PR #4718, opened 2018-03-09
core(driver): add timeout to getRequestContent

### LINKED ISSUE #4258: Lighthouse hangs indefinitely on Retrieving Scripts
First of all, thank you for an excellent tool.

I am using the chrome extension of lighthouse for sometime. And being benefited by the insights that it gives on page analysis. But all of a sudden it started hanging at the "Retrieving Scripts" stage and never proceeds further. I have stopped all the other extensions on chrome and tried again. But still the same issue.

The site is publicly available: https://itsroo.com
Attached the complete log file here
[itsroo_com.log](https://github.com/GoogleChrome/lighthouse/files/1629963/itsroo_com.log)

paulirish:
fixes #4258

I was able to repro on all the URLs mentioned in the ticket: 

* https://openvegemap.netlib.re/#zoom=16&lat=48.85659&lon=2.35149
* https://dreamteamtrips.com/
* https://itsroo.com/
* https://anketa.alfabank.ru/land/pil-refin/

`Network.getResponseBody` is taking >5s to respond when provided particular requestIds. But it's quite odd. If i have devtools open at the same time, the devtools frontend can issue the exact same protocol method with the same requestId and it has no problem. (and apparently devtools and CLI also have no problem)

image

So this is particular to the extension.. sort of.

**Update:** the root bug appears to be an encoding issue in how the extension handles `chrome.debugger` payloads. Below is a bunch of details that supports that argument:

<details>

here's the 4 scripts that will reliably cause a problem: 

* https://openvegemap.netlib.re/dist/bundle.js 
* https://smartsupp-widget-161959.c.cdn77.org/build/smartchat-2.1.16.min.js
* https://itsroo.com/bower_components/firebase/firebase-firestore.js
* https://anketa.alfabank.ru/land/pil-refin/assets/index.592fac88f8cec24d8b0e.js

I believe these files all have some characters in common that are mishandled somewhere in encoding.

I ran this across these 4 files: 

```js
var codepoints = []; 
for (const char of filesource){ 
	var code = char.codePointAt(0); 
	if (code > 30000) codepoints.push(code) 
}
```

And they all have in common some fairly high codepoints:

```
bundle.js 
[ 127828, 127860, 127860, 127861, 127864, 127866, 128722, 129366, 65306, 65306, 65374, 65374, 65534 ]

smartchat
[ 65311, 65311, 65311, 65311, 65520, 65521, 65522, 65523, 65524, 65525, 65526, 65527, 65528, 65529, 65530, 65531, 65532, 65533, 65534, 65535 ]

firebase firestore
[ 65535 ]

alfabank
[ 65533, 65533, 65533, 65533, 65534 ]
```

They all have in common 65534 or 65535. 

**And...** check this out. Run this in any DevTools console:

```js
String.fromCodePoint(65535)
```

Now take that resulting string, copy/paste it back and try to evaluate it. DevTools won't. :)
</details>

----

So, since this appears to be rather an involved bug. My easy workaround is to add a 2s timeout. 

I did observe a 300ms successful response time for this method on a fairly big file so 2000ms seems an OK maximum.

### DIFF
--- a/lighthouse-core/gather/driver.js
+++ b/lighthouse-core/gather/driver.js
@@ -717,10 +717,20 @@ class Driver {
    * @return {string}
    */
   getRequestContent(requestId) {
-    return this.sendCommand('Network.getResponseBody', {
-      requestId,
-    // Ignoring result.base64Encoded, which indicates if body is already encoded
-    }).then(result => result.body);
+    return new Promise((resolve, reject) => {
+      // If this takes more than 2s, reject the Promise.
+      const err = new Error('Fetching resource content has exceeded the allotted time of 2s');
+      const asyncTimeout = setTimeout((_ => reject(err)), 2000);
+
+      this.sendCommand('Network.getResponseBody', {requestId}).then(result => {
+        clearTimeout(asyncTimeout);
+        // Ignoring result.base64Encoded, which indicates if body is already encoded
+        resolve(result.body);
+      }).catch(e => {
+        clearTimeout(asyncTimeout);
+        reject(e);
+      });
+    });
   }
 
   /**
--- a/lighthouse-core/gather/driver.js
+++ b/lighthouse-core/gather/driver.js
@@ -715,7 +715,7 @@ class Driver {
   /**
    * Return the body of the response with the given ID.
    * @param {string} requestId
-   * @param {?number} timeout
+   * @param {number|undefined} timeout
    * @return {string}
    */
   getRequestContent(requestId, timeout = 1000) {
--- a/lighthouse-core/gather/driver.js
+++ b/lighthouse-core/gather/driver.js
@@ -9,6 +9,7 @@
 const NetworkRecorder = require('../lib/network-recorder');
 const emulation = require('../lib/emulation');
 const Element = require('../lib/element');
+const LHError = require('../lib/errors');
 const EventEmitter = require('events').EventEmitter;
 const URL = require('../lib/url-shim');
 const TraceParser = require('../lib/traces/trace-parser');
@@ -718,9 +719,9 @@ class Driver {
    */
   getRequestContent(requestId) {
     return new Promise((resolve, reject) => {
-      // If this takes more than 2s, reject the Promise.
-      const err = new Error('Fetching resource content has exceeded the allotted time of 2s');
-      const asyncTimeout = setTimeout((_ => reject(err)), 2000);
+      // If this takes more than 1s, reject the Promise.
+      const err = new LHError(LHError.errors.REQUEST_CONTENT_TIMEOUT);
+      const asyncTimeout = setTimeout((_ => reject(err)), 1000);
 
       this.sendCommand('Network.getResponseBody', {requestId}).then(result => {
         clearTimeout(asyncTimeout);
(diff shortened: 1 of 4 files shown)


lighthouse-core/gather/driver.js
```diff
@@ -717,10 +717,20 @@ class Driver {
...
    */
   getRequestContent(requestId) {
-    return this.sendCommand('Network.getResponseBody', {
-      requestId,
-    // Ignoring result.base64Encoded, which indicates if body is already encoded
-    }).then(result => result.body);
+    return new Promise((resolve, reject) => {
+      // If this takes more than 2s, reject the Promise.
+      const err = new Error('Fetching resource content has exceeded the allotted time of 2s');
+      const asyncTimeout = setTimeout((_ => reject(err)), 2000);
```
patrickhulce: I'd be cool going down to 1s too to keep things moving

lighthouse-core/gather/driver.js
```diff
@@ -717,10 +717,20 @@ class Driver {
    * @return {string}
    */
   getRequestContent(requestId) {
-    return this.sendCommand('Network.getResponseBody', {
-      requestId,
-    // Ignoring result.base64Encoded, which indicates if body is already encoded
-    }).then(result => result.body);
+    return new Promise((resolve, reject) => {
+      // If this takes more than 2s, reject the Promise.
+      const err = new Error('Fetching resource content has exceeded the allotted time of 2s');
```
patrickhulce: should we try to give this thing an error code and be consistent about timeout stuff moving forward?

lighthouse-core/gather/driver.js
```diff
@@ -717,10 +717,20 @@ class Driver {
    * @return {string}
    */
   getRequestContent(requestId) {
-    return this.sendCommand('Network.getResponseBody', {
-      requestId,
-    // Ignoring result.base64Encoded, which indicates if body is already encoded
-    }).then(result => result.body);
+    return new Promise((resolve, reject) => {
+      // If this takes more than 2s, reject the Promise.
```
brendankenny: maybe add a note with link back to your investigation for why this method in particular can be problematic?

lighthouse-core/test/gather/driver-test.js
```diff
@@ -138,6 +141,14 @@ describe('Browser Driver', () => {
     });
   });
 
+  it('throws if getRequestContent takes too long', () => {
+    return driverStub.getRequestContent(0, MAX_WAIT_FOR_PROTOCOL).then(_ => {
+      assert.ok(false, 'long-running getRequestContent supposed to reject');
+    }).catch(e => {
+      assert.equal(e.code, 'REQUEST_CONTENT_TIMEOUT');
```
brendankenny: will the above assert message get eaten by this comparison? could also do the two function `then()`
```js
return driverStub.getRequestContent(0).then(value => {
  assert.ok(false, 'long-running getRequestContent supposed to reject');
}, e => {
  assert.equal(e.code, 'REQUEST_CONTENT_TIMEOUT');
});
```

lighthouse-core/gather/driver.js
```diff
@@ -714,13 +715,25 @@ class Driver {
   /**
    * Return the body of the response with the given ID.
    * @param {string} requestId
+   * @param {?number} timeout
```
brendankenny: `{number=}`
+--
Exercise objective:
When a line in the material includes the word "details", copy it out.

Exercise response:
**Update:** the root bug appears to be an encoding issue in how the extension handles `chrome.debugger` payloads. Below is a bunch of details that supports that argument:
<details>
</details>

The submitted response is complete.